- [EXERCISE BRIEF]
Scan the entries below for the word "break". Copy each line that has it.

Stored items:
----

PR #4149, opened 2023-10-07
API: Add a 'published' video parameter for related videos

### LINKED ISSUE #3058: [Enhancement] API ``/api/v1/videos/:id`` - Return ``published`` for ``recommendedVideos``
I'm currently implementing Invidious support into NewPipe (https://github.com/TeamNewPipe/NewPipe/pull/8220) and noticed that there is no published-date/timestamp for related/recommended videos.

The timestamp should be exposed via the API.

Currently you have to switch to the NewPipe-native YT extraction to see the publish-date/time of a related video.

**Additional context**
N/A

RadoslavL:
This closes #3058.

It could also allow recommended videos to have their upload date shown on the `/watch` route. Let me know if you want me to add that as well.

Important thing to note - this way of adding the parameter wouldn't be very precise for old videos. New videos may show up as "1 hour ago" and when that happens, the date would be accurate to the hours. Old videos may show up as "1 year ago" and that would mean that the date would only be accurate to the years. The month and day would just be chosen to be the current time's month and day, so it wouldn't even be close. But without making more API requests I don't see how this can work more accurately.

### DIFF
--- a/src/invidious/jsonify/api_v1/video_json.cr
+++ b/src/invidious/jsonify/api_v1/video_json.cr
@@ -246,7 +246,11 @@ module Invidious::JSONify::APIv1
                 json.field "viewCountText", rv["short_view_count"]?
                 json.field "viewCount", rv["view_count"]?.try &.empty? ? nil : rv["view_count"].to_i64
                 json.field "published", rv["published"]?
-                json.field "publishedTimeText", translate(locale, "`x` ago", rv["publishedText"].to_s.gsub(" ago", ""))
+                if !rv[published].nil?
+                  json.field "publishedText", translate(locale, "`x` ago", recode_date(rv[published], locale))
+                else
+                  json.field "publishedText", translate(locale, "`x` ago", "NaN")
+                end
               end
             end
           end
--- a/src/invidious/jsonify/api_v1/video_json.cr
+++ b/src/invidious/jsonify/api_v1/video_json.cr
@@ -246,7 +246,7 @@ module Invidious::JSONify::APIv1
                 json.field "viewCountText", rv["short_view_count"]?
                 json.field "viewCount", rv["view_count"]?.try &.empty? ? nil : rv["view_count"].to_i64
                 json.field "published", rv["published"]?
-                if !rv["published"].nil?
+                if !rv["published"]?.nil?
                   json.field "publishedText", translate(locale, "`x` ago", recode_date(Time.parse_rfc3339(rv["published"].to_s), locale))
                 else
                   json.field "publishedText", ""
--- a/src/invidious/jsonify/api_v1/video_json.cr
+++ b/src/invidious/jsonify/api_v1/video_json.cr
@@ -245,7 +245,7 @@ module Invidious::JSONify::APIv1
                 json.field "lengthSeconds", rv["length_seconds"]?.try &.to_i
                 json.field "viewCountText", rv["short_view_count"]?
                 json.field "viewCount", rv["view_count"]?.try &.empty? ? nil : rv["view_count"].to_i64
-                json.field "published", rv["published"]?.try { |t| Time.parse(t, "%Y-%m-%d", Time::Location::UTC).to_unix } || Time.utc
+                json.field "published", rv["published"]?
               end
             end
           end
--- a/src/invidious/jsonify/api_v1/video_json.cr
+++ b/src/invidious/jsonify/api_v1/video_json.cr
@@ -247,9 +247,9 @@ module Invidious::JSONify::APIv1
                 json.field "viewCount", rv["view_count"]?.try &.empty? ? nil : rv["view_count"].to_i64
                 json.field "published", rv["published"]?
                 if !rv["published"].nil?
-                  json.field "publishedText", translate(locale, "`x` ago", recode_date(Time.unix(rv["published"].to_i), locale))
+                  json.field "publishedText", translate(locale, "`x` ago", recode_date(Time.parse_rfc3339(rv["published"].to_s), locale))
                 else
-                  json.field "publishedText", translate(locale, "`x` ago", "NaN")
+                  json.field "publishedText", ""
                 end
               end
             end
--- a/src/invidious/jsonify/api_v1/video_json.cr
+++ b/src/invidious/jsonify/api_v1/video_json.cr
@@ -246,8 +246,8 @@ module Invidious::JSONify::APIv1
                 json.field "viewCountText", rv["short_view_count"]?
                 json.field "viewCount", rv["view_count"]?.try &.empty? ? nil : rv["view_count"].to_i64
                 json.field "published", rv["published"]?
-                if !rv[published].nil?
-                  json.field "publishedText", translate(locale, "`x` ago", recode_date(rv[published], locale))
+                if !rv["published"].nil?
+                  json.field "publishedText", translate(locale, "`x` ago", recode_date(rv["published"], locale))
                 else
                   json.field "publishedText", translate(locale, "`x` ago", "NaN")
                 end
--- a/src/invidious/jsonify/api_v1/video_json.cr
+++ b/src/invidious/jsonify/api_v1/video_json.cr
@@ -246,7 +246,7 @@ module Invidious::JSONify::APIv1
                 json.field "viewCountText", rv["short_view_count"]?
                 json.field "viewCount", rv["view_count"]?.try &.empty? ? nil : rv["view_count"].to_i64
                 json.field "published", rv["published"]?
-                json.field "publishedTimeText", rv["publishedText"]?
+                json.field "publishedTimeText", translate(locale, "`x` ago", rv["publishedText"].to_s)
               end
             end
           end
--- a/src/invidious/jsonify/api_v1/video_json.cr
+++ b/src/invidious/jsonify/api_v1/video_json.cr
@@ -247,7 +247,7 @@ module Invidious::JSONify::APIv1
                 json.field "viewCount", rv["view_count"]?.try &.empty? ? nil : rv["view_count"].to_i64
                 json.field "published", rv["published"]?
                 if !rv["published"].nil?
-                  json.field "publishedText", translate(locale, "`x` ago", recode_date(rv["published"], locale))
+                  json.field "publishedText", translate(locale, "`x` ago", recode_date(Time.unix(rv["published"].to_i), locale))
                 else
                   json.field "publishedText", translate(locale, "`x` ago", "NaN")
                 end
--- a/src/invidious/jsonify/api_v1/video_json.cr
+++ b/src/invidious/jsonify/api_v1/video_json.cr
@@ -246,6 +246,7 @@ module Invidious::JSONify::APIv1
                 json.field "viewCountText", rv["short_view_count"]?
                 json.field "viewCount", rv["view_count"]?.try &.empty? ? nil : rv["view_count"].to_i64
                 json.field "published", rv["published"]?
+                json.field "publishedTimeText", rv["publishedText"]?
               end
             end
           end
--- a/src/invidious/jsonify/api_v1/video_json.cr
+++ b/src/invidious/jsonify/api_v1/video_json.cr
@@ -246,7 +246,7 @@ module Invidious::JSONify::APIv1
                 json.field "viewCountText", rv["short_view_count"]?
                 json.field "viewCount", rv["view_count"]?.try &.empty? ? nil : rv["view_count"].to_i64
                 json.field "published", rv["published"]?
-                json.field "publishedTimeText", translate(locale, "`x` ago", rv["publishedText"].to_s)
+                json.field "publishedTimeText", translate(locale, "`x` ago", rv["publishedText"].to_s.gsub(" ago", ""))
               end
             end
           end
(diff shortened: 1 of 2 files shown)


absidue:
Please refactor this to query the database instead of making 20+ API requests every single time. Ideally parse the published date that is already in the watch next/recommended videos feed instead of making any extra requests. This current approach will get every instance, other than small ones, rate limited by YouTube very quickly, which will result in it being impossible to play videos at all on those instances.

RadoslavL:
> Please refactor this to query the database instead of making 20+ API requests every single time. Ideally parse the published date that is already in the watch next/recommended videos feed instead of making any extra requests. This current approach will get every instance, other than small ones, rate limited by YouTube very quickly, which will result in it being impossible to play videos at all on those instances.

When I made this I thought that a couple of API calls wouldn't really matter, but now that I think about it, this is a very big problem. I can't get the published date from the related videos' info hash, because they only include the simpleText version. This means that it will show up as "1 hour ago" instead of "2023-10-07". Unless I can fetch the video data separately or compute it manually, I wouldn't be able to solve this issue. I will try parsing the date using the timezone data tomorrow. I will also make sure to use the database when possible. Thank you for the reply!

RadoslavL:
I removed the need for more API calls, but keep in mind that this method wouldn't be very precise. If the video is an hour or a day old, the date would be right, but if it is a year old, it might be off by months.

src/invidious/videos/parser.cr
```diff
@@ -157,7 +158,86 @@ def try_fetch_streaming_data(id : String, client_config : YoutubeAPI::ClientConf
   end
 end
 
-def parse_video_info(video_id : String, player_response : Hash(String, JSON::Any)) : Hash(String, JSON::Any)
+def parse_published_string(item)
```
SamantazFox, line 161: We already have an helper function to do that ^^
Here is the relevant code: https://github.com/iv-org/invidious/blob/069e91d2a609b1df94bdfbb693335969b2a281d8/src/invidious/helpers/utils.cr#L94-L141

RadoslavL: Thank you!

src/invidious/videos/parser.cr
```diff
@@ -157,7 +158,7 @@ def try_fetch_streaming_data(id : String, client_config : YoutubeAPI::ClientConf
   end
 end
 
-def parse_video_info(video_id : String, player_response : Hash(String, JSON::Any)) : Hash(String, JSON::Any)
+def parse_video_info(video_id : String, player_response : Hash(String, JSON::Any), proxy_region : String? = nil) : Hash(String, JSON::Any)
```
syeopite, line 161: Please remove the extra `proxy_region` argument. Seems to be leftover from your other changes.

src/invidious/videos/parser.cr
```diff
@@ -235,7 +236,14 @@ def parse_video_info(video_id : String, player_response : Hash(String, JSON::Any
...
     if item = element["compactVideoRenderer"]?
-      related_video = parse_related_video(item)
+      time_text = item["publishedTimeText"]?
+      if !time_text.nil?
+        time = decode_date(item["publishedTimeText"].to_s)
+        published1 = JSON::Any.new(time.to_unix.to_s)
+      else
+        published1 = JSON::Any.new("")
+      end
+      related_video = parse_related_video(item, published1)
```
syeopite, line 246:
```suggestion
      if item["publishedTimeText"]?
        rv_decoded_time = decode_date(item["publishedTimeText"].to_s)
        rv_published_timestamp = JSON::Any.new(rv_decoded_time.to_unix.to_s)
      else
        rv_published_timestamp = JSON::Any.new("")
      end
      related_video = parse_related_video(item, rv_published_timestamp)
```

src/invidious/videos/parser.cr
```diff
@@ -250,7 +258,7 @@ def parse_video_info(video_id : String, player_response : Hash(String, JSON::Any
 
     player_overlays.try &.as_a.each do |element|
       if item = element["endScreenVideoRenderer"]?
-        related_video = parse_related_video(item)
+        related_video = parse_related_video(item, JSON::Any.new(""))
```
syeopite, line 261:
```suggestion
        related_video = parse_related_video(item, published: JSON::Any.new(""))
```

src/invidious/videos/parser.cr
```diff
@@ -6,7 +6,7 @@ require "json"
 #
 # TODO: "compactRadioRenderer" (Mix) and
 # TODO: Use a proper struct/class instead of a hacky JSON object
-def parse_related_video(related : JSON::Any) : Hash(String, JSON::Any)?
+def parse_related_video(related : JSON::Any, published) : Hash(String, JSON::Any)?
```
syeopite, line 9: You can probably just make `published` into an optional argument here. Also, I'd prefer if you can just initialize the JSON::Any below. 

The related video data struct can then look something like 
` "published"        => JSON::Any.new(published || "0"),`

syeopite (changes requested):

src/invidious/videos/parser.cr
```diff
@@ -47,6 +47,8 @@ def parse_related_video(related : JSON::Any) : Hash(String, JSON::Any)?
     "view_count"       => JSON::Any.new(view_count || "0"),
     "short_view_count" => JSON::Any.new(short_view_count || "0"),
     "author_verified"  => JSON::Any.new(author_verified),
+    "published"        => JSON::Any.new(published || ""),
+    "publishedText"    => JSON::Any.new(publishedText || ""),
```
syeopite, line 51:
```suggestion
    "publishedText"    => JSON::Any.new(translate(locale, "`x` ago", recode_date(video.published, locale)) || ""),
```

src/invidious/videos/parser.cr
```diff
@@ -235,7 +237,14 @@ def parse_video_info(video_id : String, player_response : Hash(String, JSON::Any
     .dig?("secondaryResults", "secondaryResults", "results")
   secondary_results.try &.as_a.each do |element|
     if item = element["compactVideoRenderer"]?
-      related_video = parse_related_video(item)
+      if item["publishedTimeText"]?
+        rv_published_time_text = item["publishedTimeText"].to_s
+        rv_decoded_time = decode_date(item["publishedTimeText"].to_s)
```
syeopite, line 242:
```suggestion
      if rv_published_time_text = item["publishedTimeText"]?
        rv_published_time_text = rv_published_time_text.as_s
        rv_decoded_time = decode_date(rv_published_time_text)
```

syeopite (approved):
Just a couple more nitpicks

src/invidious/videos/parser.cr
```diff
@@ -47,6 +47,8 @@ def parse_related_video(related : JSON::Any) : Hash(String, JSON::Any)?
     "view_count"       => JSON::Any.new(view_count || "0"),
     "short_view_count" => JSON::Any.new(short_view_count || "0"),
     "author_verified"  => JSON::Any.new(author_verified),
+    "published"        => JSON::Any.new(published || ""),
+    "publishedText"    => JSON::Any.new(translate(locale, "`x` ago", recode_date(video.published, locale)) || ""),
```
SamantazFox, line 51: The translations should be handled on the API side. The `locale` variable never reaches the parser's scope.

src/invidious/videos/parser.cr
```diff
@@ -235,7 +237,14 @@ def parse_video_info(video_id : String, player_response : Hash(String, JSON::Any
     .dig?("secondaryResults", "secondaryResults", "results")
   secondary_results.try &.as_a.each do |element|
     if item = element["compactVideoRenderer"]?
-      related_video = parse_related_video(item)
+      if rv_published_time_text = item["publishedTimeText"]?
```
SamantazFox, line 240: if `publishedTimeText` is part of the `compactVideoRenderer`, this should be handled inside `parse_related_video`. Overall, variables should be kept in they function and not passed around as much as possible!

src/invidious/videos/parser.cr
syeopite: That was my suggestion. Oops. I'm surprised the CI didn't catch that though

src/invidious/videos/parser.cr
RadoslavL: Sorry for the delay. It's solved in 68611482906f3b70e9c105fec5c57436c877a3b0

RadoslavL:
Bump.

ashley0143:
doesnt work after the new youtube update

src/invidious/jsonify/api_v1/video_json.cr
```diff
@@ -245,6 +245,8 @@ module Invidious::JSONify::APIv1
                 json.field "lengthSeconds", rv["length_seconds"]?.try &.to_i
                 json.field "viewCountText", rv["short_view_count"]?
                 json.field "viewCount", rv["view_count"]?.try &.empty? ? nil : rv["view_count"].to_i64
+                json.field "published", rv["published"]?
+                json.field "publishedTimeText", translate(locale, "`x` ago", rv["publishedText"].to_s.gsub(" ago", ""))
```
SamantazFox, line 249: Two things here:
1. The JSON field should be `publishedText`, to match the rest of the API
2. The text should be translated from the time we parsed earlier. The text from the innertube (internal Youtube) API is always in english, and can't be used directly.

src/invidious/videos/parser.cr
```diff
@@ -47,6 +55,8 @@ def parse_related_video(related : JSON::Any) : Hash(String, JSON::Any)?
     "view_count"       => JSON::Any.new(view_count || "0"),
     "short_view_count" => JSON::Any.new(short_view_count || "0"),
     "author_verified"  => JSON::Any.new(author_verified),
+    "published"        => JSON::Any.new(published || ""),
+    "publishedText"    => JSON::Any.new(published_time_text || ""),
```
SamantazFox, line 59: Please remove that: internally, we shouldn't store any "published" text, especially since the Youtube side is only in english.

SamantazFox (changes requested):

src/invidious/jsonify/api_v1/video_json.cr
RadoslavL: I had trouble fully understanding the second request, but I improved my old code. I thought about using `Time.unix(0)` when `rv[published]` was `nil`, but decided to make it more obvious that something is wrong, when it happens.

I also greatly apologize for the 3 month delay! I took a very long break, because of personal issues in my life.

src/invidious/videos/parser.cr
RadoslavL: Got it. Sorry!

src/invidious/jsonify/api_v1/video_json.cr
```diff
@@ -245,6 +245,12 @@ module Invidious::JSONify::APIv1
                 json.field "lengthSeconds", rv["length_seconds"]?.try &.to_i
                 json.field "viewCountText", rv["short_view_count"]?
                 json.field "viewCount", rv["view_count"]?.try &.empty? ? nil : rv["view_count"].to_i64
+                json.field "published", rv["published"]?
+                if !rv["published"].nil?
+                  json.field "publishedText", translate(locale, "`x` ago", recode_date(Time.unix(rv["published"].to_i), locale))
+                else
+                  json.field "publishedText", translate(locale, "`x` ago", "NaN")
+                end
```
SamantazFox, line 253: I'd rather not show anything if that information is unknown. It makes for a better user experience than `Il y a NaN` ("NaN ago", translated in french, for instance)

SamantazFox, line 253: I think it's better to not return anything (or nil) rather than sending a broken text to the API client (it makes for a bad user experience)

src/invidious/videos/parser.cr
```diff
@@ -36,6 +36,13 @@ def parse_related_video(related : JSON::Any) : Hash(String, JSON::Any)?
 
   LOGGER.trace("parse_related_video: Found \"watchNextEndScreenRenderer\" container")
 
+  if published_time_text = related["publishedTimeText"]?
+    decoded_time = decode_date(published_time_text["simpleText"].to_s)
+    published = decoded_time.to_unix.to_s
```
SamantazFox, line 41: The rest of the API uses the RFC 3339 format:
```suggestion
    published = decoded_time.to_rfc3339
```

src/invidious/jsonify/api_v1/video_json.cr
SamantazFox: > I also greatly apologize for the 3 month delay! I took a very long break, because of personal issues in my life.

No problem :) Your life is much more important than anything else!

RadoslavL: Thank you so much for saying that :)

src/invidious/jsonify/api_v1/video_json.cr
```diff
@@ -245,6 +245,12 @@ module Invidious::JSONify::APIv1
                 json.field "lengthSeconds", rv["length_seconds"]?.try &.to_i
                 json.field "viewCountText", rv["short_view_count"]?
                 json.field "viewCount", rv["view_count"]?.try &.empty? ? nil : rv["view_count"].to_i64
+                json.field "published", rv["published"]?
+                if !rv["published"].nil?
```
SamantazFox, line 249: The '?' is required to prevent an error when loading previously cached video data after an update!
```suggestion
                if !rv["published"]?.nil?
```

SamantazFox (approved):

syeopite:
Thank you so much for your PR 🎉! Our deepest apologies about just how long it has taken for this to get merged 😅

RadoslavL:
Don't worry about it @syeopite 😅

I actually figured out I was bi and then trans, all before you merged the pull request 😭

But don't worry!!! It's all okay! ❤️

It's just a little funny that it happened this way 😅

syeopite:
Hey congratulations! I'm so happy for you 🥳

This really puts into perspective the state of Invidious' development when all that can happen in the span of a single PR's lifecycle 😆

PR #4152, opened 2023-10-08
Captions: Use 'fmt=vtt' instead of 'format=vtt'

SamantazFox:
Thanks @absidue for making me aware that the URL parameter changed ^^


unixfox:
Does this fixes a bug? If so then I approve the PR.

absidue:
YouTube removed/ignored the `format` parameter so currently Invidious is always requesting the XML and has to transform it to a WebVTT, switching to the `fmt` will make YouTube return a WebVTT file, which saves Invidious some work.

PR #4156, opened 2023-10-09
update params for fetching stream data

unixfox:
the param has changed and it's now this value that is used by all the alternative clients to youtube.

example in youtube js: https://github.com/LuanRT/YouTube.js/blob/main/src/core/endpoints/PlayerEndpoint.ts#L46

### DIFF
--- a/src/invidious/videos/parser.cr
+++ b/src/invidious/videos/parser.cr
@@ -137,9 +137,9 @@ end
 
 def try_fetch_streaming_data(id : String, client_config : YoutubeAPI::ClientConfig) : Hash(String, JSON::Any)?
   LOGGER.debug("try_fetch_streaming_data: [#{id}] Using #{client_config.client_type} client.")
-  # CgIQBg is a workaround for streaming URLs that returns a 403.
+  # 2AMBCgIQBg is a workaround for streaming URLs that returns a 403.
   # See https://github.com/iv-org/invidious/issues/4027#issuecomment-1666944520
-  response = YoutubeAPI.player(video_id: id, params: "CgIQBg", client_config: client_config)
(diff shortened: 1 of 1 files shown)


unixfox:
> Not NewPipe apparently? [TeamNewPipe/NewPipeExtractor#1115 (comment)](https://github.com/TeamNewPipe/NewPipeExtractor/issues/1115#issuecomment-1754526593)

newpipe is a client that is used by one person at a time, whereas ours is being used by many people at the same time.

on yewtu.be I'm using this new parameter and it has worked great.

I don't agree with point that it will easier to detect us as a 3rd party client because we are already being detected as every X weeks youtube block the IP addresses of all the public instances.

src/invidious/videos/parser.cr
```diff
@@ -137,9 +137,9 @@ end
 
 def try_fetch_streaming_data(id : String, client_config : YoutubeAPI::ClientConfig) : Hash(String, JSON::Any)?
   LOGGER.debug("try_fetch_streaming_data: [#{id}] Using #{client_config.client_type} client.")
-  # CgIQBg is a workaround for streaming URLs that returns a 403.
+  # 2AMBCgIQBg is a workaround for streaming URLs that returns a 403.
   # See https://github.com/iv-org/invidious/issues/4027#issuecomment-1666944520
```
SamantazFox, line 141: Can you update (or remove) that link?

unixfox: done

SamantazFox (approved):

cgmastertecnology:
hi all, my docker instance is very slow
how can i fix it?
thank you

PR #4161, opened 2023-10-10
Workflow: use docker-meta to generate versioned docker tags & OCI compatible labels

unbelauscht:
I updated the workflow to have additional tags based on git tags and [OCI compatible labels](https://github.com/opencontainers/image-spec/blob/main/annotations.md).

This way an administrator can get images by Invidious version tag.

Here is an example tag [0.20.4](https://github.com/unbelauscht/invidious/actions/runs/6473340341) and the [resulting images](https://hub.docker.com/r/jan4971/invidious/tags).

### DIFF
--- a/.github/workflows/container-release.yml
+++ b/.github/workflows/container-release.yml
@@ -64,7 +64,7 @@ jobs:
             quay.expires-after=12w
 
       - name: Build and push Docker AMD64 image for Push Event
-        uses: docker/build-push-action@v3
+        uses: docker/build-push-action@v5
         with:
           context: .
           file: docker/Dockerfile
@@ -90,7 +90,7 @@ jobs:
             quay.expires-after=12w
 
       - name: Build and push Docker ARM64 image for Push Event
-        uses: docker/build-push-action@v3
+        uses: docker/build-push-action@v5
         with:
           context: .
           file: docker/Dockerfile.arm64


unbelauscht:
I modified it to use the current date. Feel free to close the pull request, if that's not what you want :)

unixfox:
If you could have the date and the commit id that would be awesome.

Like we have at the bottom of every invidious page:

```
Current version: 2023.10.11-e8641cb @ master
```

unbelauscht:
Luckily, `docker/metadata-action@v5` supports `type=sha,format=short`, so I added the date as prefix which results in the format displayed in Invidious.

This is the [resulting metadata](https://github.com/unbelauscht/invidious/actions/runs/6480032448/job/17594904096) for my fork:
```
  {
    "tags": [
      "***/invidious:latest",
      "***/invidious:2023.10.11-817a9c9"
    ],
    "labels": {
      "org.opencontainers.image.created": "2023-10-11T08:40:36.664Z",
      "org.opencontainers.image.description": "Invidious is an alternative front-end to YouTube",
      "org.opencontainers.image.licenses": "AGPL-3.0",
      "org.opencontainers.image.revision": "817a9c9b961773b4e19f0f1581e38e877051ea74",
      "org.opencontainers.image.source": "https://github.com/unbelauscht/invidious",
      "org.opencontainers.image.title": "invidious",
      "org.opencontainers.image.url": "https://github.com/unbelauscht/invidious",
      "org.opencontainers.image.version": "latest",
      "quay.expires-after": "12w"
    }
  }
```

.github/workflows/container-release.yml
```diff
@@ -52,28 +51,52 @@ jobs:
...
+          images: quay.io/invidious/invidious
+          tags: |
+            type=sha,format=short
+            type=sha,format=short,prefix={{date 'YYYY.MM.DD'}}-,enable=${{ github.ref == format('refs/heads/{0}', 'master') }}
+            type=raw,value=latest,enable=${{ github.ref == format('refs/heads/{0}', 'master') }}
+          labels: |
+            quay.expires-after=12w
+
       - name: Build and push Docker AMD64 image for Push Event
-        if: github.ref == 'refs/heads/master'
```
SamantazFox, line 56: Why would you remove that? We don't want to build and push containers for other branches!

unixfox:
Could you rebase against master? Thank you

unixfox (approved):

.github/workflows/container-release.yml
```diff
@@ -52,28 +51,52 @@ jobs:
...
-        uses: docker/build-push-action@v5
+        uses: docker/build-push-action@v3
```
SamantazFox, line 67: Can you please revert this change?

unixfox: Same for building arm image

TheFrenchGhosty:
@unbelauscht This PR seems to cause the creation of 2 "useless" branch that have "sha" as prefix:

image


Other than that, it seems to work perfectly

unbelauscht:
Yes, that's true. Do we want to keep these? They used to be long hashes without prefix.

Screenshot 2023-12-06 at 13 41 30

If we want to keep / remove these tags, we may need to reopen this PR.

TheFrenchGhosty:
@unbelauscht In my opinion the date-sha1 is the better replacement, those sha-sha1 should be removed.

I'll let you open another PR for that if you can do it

----

- [ANSWER TO THIS PROBLEM]
I also greatly apologize for the 3 month delay! I took a very long break, because of personal issues in my life.
SamantazFox: > I also greatly apologize for the 3 month delay! I took a very long break, because of personal issues in my life.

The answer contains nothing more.